Assignment: Below are entries. Copy exactly the lines running from the line that holds "vectro: It seems that way?" to the line that holds "Hmm okay. I", with both ends included.
○ ○ ○ ○
PR #704, opened 2023-01-19
Refactor revert options

vectro:
Refactor the way we manage the no_prompt and prompt_accept configuration options.

Specifically change these from being a mutable part of engine state to values passed into the `revert` method directly.

This PR is preparation for addressing some of the ideas in #659.

This is a refactor only, there is no behavior change. However some tests that call directly into particular APIs have been adjusted to use the new APIs.

### DIFF
--- a/lib/App/Sqitch/Engine.pm
+++ b/lib/App/Sqitch/Engine.pm
@@ -67,6 +67,28 @@ has start_at => (
     isa => Str
 );
 
+has no_prompt => (
+    is      => 'rw',
+    isa     => Bool,
+    trigger => sub {
+        # Deprecation notice added Feb 2023
+        warnings::warnif("deprecated",
+                         __("Engine::no_prompt is deprecated and will be removed in a future release\n".
+                            "Use direct arguments to revert() instead"));
+    }
+);
+
+has prompt_accept => (
+    is      => 'rw',
+    isa     => Bool,
+    trigger => sub {
+        # Deprecation notice added Feb 2023
+        warnings::warnif("deprecated",
+                         __("Engine::prompt_accept is deprecated and will be removed in a future release\n".
+                            "Use direct arguments to revert() instead"));
+    }
+);
+
 has log_only => (
     is      => 'rw',
     isa     => Bool,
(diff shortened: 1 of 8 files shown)


lib/App/Sqitch/Engine.pm
```diff
@@ -269,8 +257,17 @@ sub deploy {
...
-sub revert {
-    my ( $self, $to ) = @_;
+sub revert($$$$) {
+    # $to = revert up to (but not including) this change. May be undefined.
+    # $prompt = If true, we ask for confirmation; if false, we don't.
+    # $prompt_default = Default if the user just hits enter at the prompt.
+    my ( $self, $to, $prompt, $prompt_default ) = @_;
+
+    if (defined $prompt) {
+        hurl revert => 'Missing mandatory parameter $prompt_default' unless defined $prompt_default;
```
theory, line 267: These should be internationalized by using, IIRC,

``` perl
 hurl revert => __x(
    'Missing mandatory parameter {param}',
    param => '$prompt_default',
) unless defined $prompt_default;
```

lib/App/Sqitch/Engine.pm
```diff
@@ -1572,10 +1572,6 @@ The name of the registry schema or database.
 
 The point in the plan from which to start deploying changes.
 
-=head3 C<no_prompt>
-
-Boolean indicating whether or not to prompt for reverts. False by default.
-
```
theory, line 1578: Ugh, did we never document `prompt_accept`?

theory (changes requested):
Thanks for the PR! Can you explain a bit about why these changes are necessary in order to implement the feature described in #659?

Otherwise, a couple things:

1. Removing those attributes might break things for any other tools that use this module. There don't appear to be any [on MetaCPAN[(https://metacpan.org/module/App::Sqitch::Engine/requires), but it's the sort of thing people write tools against internally. Still, better if we can retain the compatibility (hence my question above)
2. Please use localization `__`, `__x`, etc.) for all messages. 

Thanks!

lib/App/Sqitch/Engine.pm
vectro: It seems that way?

vectro:
Hmm okay. I didn't understand that this was intended to be a stable interface.

Regarding the motivation for this change: As part of implementing #659, I wanted a prompt option for deploy that would let users see what would be deployed before actually deploying it. To prepare for that, I thought it would be better if the `no_prompt` and `prompt_accept` parameters were passed by value as method arguments instead of by mutable state, because otherwise it wouldn't be clear whether the mutable state was intended to apply to the revert or deploy commands (or both). Or to put it another way, one could set no_prompt at one point and have it unexpectedly apply to a later call to `deploy`.

If after reading this you think this change is a mistake, then we can close this PR and I can proceed without this refactor.

theory:
Hrm, you make good points about the clarity of purpose. Maybe it'd make sense to leave the attributes for compatibility, and then support optional arguments to the methods to override those attributes. Would that work?

lib/App/Sqitch/Engine.pm
vectro: Agreed, though $prompt_default is not a variable here, we want to print a literal `$`.

vectro:
How do you feel about this approach? The new arguments are optional but not using them generates a deprecation warning.

theory:
That works. I wasn't aware of `warnings::warnif`!

theory (approved):
Looks good, thanks!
○ ○ ○ ○
Response for this exercise:
vectro: It seems that way?

vectro:
Hmm okay. I didn't understand that this was intended to be a stable interface.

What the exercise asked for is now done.